989 posts, read 2,676,027 times
Reputation: 1526
Question Best schools: the short answer

One of the biggest factors of a "good school" is parental support/involvement (ie high expectations, low tolerance for disciplinary problems, volunteering, etc). That is why US military base schools (for servicepeople's children) are outstanding, dispite a very low $$ per student ratio. The Seattle district will be fairly uniform for funding and student/teacher ratios, so parents and the students themselves (which are a reflection on the parents) are going to be your prime variable.

I'm probably going to get some hate mail on this one, but in broad strokes, the areas that will have "better" schools will be mainly in the north half (although there are definite exceptions). I am basing that on the higher ratio of homes to apartments, and the higher home prices.

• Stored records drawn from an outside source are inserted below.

PR #5423, opened 2025-06-24
[fix][ci] trigger multigpu tests for deepseek changes

omera-nv:
# Trigger multigpu CI tests for deepseek-related changes

This PR adds moe and deepseek related files to the list of files that will trigger the multigpu tests in CI when modified.


jenkins/L0_MergeRequest.groovy
```diff
@@ -602,6 +603,8 @@ def getMultiGpuFileChanged(pipeline, testFilter, globalVars)
         "tensorrt_llm/_torch/pyexecutor/py_executor.py",
         "tensorrt_llm/_torch/pyexecutor/_util.py",
         "tensorrt_llm/_torch/models/modeling_llama.py",
+        "tensorrt_llm/_torch/models/modeling_deepseekv3.py",
```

Yes, everyone has hard times and home ownership is no guarantee of character, but someone who has the financial discipline to own and keep a home is more likely to recognize a problem and deal with it than a 20 year renter. And of course with the sky-high home prices, home ownership is also more likely in a 2 income (ie married parents) household.

It is a scaled down version of the same thing that makes suburban schools generally "better" than city schools. (there are exceptions, of course)

As Carlos Mencia says, in every broken inner-city school there is an asian kid who is kicking butt and will get into Harvard. There is nothing genetic about asian students that make them statistically the best performers, only strong parental involvement. The more kids who are "knuckling-down" and studying, the less kids who are bullying, doing drugs, or flunking out and trying to take someone with them.